Find the line with "PR #2193 removed" in the entries below. Repeat it, every following line, and the line with "type assertion validation)", exactly and with nothing added.

■ **Task input**
== Segment start ==
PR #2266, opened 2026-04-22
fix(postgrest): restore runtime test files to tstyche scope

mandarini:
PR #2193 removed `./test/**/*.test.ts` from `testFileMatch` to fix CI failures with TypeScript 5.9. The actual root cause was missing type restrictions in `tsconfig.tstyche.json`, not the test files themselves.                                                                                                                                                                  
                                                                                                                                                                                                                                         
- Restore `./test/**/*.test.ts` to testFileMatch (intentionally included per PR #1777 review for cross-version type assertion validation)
== Segment end ==
== Segment start ==
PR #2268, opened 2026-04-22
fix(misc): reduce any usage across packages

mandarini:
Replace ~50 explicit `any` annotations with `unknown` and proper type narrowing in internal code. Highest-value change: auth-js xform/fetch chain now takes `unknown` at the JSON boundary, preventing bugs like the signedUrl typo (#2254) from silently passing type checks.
== Segment end ==
■ **Expected answer**
PR #2193 removed `./test/**/*.test.ts` from `testFileMatch` to fix CI failures with TypeScript 5.9. The actual root cause was missing type restrictions in `tsconfig.tstyche.json`, not the test files themselves.                                                                                                                                                                  
                                                                                                                                                                                                                                         
- Restore `./test/**/*.test.ts` to testFileMatch (intentionally included per PR #1777 review for cross-version type assertion validation)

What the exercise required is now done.